I have recently fallen for Fritz Wunderlich's voice. I have the Klemperer recording of Mahler's _Das Lied Von Der Erde_ with Wunderlich and Ludwig, Wunderlich's singing in the 3rd Mvt "Von Der Jugend (Youth)" is sheer beauty. As Woodduck said in another thread, "_Wunderlich makes the tenor solos more beautiful than anyone else..._".

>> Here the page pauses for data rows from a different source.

PR #1862, opened 2022-05-10
Docs/a11y roundup

hbuchel:
#### Description of changes

Small roundup of "low hanging fruit" accessibility fixes that are spread around the docs site (ignoring any that are component specific). Added some comments to Files changed to describe the changes.

**Before: Component page (Button) scan results.**

Screen Shot 2022-05-10 at 1 35 26 PM

**After: Component page (Button) scan results**

Screen Shot 2022-05-10 at 1 36 07 PM

**What about the other 10 issues?**
The other issues are specific to the Button docs examples (buttons with the same name, links with the same name, etc).

Additionally, axe picks up that the code examples are not keyboard navigable since they cannot be scrolled; adding tabindex="0" would likely fix that but might require some further investigation for implementing since we're generating those `<pre>` elements within an mdx file. 

#### Checklist

- [x] PR description included
- [x] `yarn test` passes

### DIFF
--- a/docs/src/components/Layout/SecondaryNav.tsx
+++ b/docs/src/components/Layout/SecondaryNav.tsx
@@ -185,12 +185,12 @@ export const SecondaryNav = (props) => {
 
 export const Sidebar = () => {
   return (
-    <aside className="docs-sidebar">
+    <nav aria-label="Section navigation" className="docs-sidebar">
       <div className="docs-sidebar-inner">
-        <nav className="docs-sidebar-nav">
+        <div className="docs-sidebar-nav">
           <SecondaryNav />
-        </nav>
+        </div>
       </div>
-    </aside>
+    </nav>
   );
 };
--- a/docs/src/components/Layout/index.tsx
+++ b/docs/src/components/Layout/index.tsx
@@ -123,6 +123,7 @@ export default function Page({
                 >
                   <Icon
                     ariaLabel=""
+                    aria-hidden="true"
                     as={SiReact}
                     marginInlineEnd={tokens.space.xs}
                   />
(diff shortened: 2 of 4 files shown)


docs/src/components/Layout/SecondaryNav.tsx
```diff
@@ -185,12 +185,12 @@ export const SecondaryNav = (props) => {
 
 export const Sidebar = () => {
   return (
-    <aside className="docs-sidebar">
```
hbuchel, line 188: We also have two asides; the other is the table of contents for the page itself. Since this sidebar element only houses the navigation, I changed this element to a <nav> (with aria label) with nested divs inside of it since the nav is the only semantic element needed.

docs/src/components/Layout/index.tsx
```diff
@@ -95,7 +95,7 @@ export default function Page({
                   isExternal
                 >
                   <Icon
-                    ariaLabel=""
+                    ariaLabel="W3C"
```
hbuchel, line 98: This link will now read as "W3C Aria Pattern".

docs/src/components/Layout/index.tsx
```diff
@@ -123,6 +123,7 @@ export default function Page({
                 >
                   <Icon
                     ariaLabel=""
+                    aria-hidden="true"
```
hbuchel, line 126: This icon doesn't provide any context since the label already says "React". Axe complains because the SVG has a role of img and an empty title tag.

joebuono (approved):
Thank you for doing this!

jacoblogan (approved):

reesscot (approved):
Thanks for fixing these!

zchenwei (commented):
I am curious what tool you are using for scanning. 🤣

PR #1863, opened 2022-05-10
fix(authenticator): fix infinite loop on refresh after refresh token expires

wlee221:
#### Description of changes

While #1809 resolves happy cases, refresh token could still cause an infinite loop when it expires (default 30 days). 

This is because we have

https://github.com/aws-amplify/amplify-ui/blob/04c49c44999d62287a6e932f7d0188c84a90ede6/packages/ui/src/machines/authenticator/index.ts#L208

which forwards any `SIGN_OUT` event to the actor. 

But when refresh token is expired and the app is refreshed, it calls `SIGN_OUT` event before state machine has any actor. This confuses the `forwardTo` action. Specifically, `forwardTo` action uses `send` under the hood, and it sends the event to itself if [the target is undefined](https://xstate.js.org/docs/guides/actions.html#send-action). So when `SIGN_OUT` is called when actor doesn't exist yet, it sends that event over and over to itself.

This PR fixes it by having `hasActor` condition to `forwardTo`.

I verified the fix on a mock environment, but I'm working on verifying the fix on actual app. Will update once done.

#### Checklist

- [x] PR description included
- [x] `yarn test` passes
- [x] Tests are updated
- [ ] 

### DIFF
--- a/packages/ui/src/machines/authenticator/index.ts
+++ b/packages/ui/src/machines/authenticator/index.ts
@@ -206,7 +206,6 @@ export function createAuthenticatorMachine() {
         SUBMIT: { actions: 'forwardToActor' },
         FEDERATED_SIGN_IN: { actions: 'forwardToActor' },
         RESEND: { actions: 'forwardToActor' },
-        SIGN_OUT: { actions: 'forwardToActor' },
         SIGN_IN: { actions: 'forwardToActor' },
         SKIP: { actions: 'forwardToActor' },
       },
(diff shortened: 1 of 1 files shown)


ErikCH (approved):
👍

packages/ui/src/machines/authenticator/index.ts
```diff
@@ -205,14 +206,18 @@ export function createAuthenticatorMachine() {
         SUBMIT: { actions: 'forwardToActor' },
         FEDERATED_SIGN_IN: { actions: 'forwardToActor' },
         RESEND: { actions: 'forwardToActor' },
-        SIGN_OUT: { actions: 'forwardToActor' },
```
wlee221, line 208: `SIGN_OUT` here is unneeded, we have no reason to pass this to any child.

hbuchel (approved):

zchenwei (approved):
LGTM!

*Do you have any recommended or favorite recordings or Lieder/Operas with Wunderlich?*


----------



## StlukesguildOhio (Dec 25, 2006)

Wunderlich's oeuvre is unfortunately limited due to his tragic early death. Beside the classic _Das Lied von der Erde_ with Ludwig and Klemperer, the "essential" Wunderlich recordings IMO include the live performance of _Das Lied von der Erde_ with Dietrich Fischer-Dieskau and Josef Krips, Schubert's _Die Schöne Müllerin_, Schumann's _Dichterliebe_, the unrivaled Tamino from Mozart's _Die Zauberflöte_ with Böhm , and his performance on Haydn's _Die Schöpfung_ with Karajan where he sang all the arias, but died before he could record the recitatives. To hear Wunderlich perform the complete _Schöpfung_ you should also pick up the live Karajan recording of Haydn's great oratorio. Böhm was one of the finest conductors of Richard Strauss' operas and he was blessed with Wunderlich among his stellar casts in at least two of these operas.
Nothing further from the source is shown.